Source: CMSPi
Nearly a decade after federal regulators forced U.S. banks to lower fees charged to process debit card transactions, much of the savings has been eroded and the United States has not kept up with other countries’ work to bring rising debit and credit card fees under control, according to a report released today by global payments consulting firm CMSPI.
“Rather than building on its success, the U.S. has allowed the card industry to recoup much of the savings meant to lower debit card costs for merchants and prices for consumers, and has done nothing to address the larger issue of credit card fees,” CMSPI Chief Economist Callum Godwin said. “It’s time to take a comprehensive approach to card fees that covers both debit and credit cards and doesn’t let the other end of the balloon blow up when one end is squeezed.”
U.S. Savings is Only Half its Share of Transactions
Regulators around the world have saved merchants an estimated $82 billion a year by putting limits on interchange, the main fee charged when a card is used, according to CMSPI’s 60-page Global Review of Interchange Fee Regulation. But the estimated $9.4 billion a year saved when the Federal Reserve capped U.S. debit card fees in 2011 represents only 11.5 percent of the total even though the United States accounts for a quarter of global card transactions.

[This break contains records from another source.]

PR #401, opened 2016-06-12
Save user when they sort the channel list

xPaw:


astorije:
That, yes! :+1 and merging.

maxpoulin64:
Oh my, I finally won't have to sort my channels on every restart? Yes please!

PR #402, opened 2016-06-13
command-line: fall back to LOUNGE_HOME env variable

### LINKED ISSUE #365: Use and respect environment variables?
E.g. stuff like `LOUNGE_HOME`;

```diff
diff --git a/src/command-line/index.js b/src/command-line/index.js
index d81988b..e368db3 100644
--- a/src/command-line/index.js
+++ b/src/command-line/index.js
@@ -13,7 +13,7 @@ program.option("    --home <path>" , "home path");
 
 var argv = program.parseOptions(process.argv);
 
-Helper.setHome(program.home);
+Helper.setHome(program.home || process.env.LOUNGE_HOME);
 
 if (!fs.existsSync(Helper.CONFIG_PATH)) {
 	mkdirp.sync(Helper.HOME, {mode: "0700"});

```

williamboman:
Makes it easier to use lounge with a different home configuration.

Closes #365.

### DIFF
--- a/src/command-line/index.js
+++ b/src/command-line/index.js
@@ -13,7 +13,7 @@ program.option("    --home <path>" , "home path");
 
 var argv = program.parseOptions(process.argv);
 
-Helper.setHome(program.home);
+Helper.setHome(program.home || process.env.LOUNGE_HOME);
 
 if (!fs.existsSync(Helper.CONFIG_PATH)) {
 	fsextra.ensureDirSync(Helper.HOME);


xPaw:
@williamboman Can you also add this to documentation on the site?

We used to support `HOME` but it was undocumented and with some undefined behaviour.

maxpoulin64:
Little not for the next plans: it would probably be a good idea to have a variableto set the configuration file location, and be able to set the location for data/users/logs individually from within said config file. Some people (like me) like to have configs and data separate. It would also help make packages that respects the FSH properly without using symlinks (so `/etc/thelounge.js` for the config, `/var/lib/thelounge/users/` for the users).

PR #403, opened 2016-06-13
Update travis config 

xPaw:
- Adds `node_modules` cache
- Adds testing on OSX (that's what the stylelint update is for)
- Removes node5 testing as it is no longer stable
- Only test latest node4 version

### DIFF
--- a/.travis.yml
+++ b/.travis.yml
@@ -1,13 +1,23 @@
 language: node_js
 node_js:
-- '6'
-- '5'
-- '4'
-- '4.2.0'
+- 6
+- 4
+
+matrix:
+  fast_finish: true
+  include:
+  - os: osx
+    node_js: 4
+
+cache:
+  directories:
+    - node_modules
+
 notifications:
   email:
     on_success: never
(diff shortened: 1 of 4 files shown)


maxpoulin64:
RIP AppVeyor

```
npm ERR! version not found: stylelint@6.6.0
```

astorije:
👍 
Weird that AppVeyor docs gives `'%APPDATA%\npm-cache'` as an example in caching deps but it fails as soon as you bump a version...

astorije:
Merging as minor and internal.

astorije:
@xPaw, any reason why we shouldn't include Node.js v6 in OSX builds?

.travis.yml
```diff
@@ -1,13 +1,23 @@
 language: node_js
 node_js:
-- '6'
-- '5'
-- '4'
-- '4.2.0'
```
astorije: It may be worth updating https://github.com/thelounge/lounge/blame/master/README.md#L40 then.

PR #407, opened 2016-06-15
Send a Pushover notification on message reception

sebastiencs:
This allows to get notifications on mobile, tablet, etc. using [pushover](https://pushover.net/) when we receive a message (private message or someone wrote our name).
It's usefull when we're not on the web client, we have no excuse if we miss something.

It's the first time I write js code, don't be too hard.

### DIFF
--- a/defaults/config.js
+++ b/defaults/config.js
@@ -320,4 +320,30 @@ module.exports = {
 	// @default  null
 	//
 	oidentd: null,
+
+	//
+	// Get a notification on message reception using pushover
+	// https://pushover.net/
+	//
+	// @type     object
+	// @default  {}
+	//
+	pushover: {
+		//
+		// User token
+		//
+		// @type     string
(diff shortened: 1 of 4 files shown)


xPaw:
:-1: as this requires a paid app.

> After a 7-day free trial, it costs $4.99 USD once, per-platform

maxpoulin64:
Agreed. 👎 

Third party implementations are also a much better candidate for external plugins rather than being built-in. Soon enough people will ask for Pushbullet and well as a bunch of other push applications, and we can't reasonably have them all in master.

I also have a WIP branch for webpush, which is a web standard in progress and is thus arguably a lot better than depending on a third-party.

dgw:
Pushover has pretty wide adoption and support. It might not be suitable for core, but once a plugin system is available, I encourage anyone interested to publish this functionality as a plugin.

PR #409, opened 2016-06-16
Perform node version check as soon as possible

xPaw:
Allows us to print a message before crashing when loading irc-fw

### DIFF
--- a/index.js
+++ b/index.js
@@ -1,3 +1,13 @@
 #!/usr/bin/env node
 process.chdir(__dirname);
+
+// Perform node version check before loading any other files or modules
+// Doing this check as soon as possible allows us to avoid ES6 parser errors or other issues
+var pkg = require("./package.json");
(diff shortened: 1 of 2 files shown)


YaManicKill:
:+1:  and merging. Good call.

index.js
```diff
@@ -1,3 +1,13 @@
 #!/usr/bin/env node
 process.chdir(__dirname);
+
+// Perform node version check before loading any other files or modules
+// Doing this check as soon as possible allows us to avoid ES6 parser errors or other issues
+var pkg = require("./package.json");
+if (!require("semver").satisfies(process.version, pkg.engines.node)) {
+	console.error("=== WARNING!");
```
astorije: Is it worth using your logger instead, considering we control its content (and can make sure it works on Node.js < 4)?

xPaw: I wanted to, but it needed to load helper file, which needed to load config file, which requires home path processing. So it's not "as soon as possible".

PR #410, opened 2016-06-16
Prepend http protocol to www. links in chat

### LINKED ISSUE #406: Don't use protocol-relative URLs for external links
This sounds confusing, so I'll explain.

Interchange for debit cards from the nation’s largest banks was cut roughly in half by the cap and is now limited to 21 cents per transaction plus 0.05 percent. But debit cards from banks with under $10 billion in assets were exempted, and interchange for those cards still averages around 50 cents per transaction.
Credit card interchange was also exempted and currently averages 2.25 percent with no cap, making up 80 percent of total U.S. card processing fees. An increase in Visa and MasterCard credit card interchange for most U.S. merchants, which was postponed because of the pandemic, is expected to take effect next year. The U.S. rate is already the highest among countries covered by the report except Venezuela, where rates can go as high as 10 percent for luxury goods. Most other nations have rates below 2 percent for credit and some charge no interchange for debit.
By contrast, interchange was capped at 0.2 percent for debit cards and 0.3 percent for credit cards in Europe in 2015. Doing so has saved EU merchants $10.4 billion year - 12.7 percent of the worldwide total of interchange savings even though Europe represents just under 12 percent of card spending.
Increases in Other Fees Offset Interchange Savings
Interchange, which is charged by the banks that issue cards to consumers, is the largest of the three components of the “merchant discount rate” or “swipe fees” paid by merchants for card processing. Visa, MasterCard and domestic or regional debit networks each charge a network fee, and merchant acquirers - the banks that work directly with merchants and process card transactions for them - also charge a fee.
Since 2011, network fees have risen about $4.2 billion in the United States, wiping out almost half of the interchange savings, based on figures in the report. And card issuers have offset an average 24 percent of interchange savings - about $2.3 billion -by reducing card rewards and increasing fees on checking accounts, according to the report.
In addition, merchant acquirers - who pay interchange and network fees on behalf of merchants and then pass along the fees to merchants - may have kept some of the interchange savings for themselves. The report cited a study by Ernst & Young and Copenhagen Economics that found acquirers “absorbed” 45 percent of interchange savings in Europe - about $4.2 billion in the United States if the same rate is true here. Holding back the savings is possible because acquirers impose highly complex and opaque charging structures on retailers that often blend interchange fees with network and acquirer fees.
The report questioned whether interchange fees are necessary, saying there is “no robust justification” for the high fees and noting that banks “generate sufficient revenue” from overdraft fees and interest payments to operate without them. Various card fees contribute to extraordinarily high profits in the card industry, with card networks reporting average operating margins of 52 percent, acquirers 36 percent and issuers 23 percent, compared with 3 percent for retailers.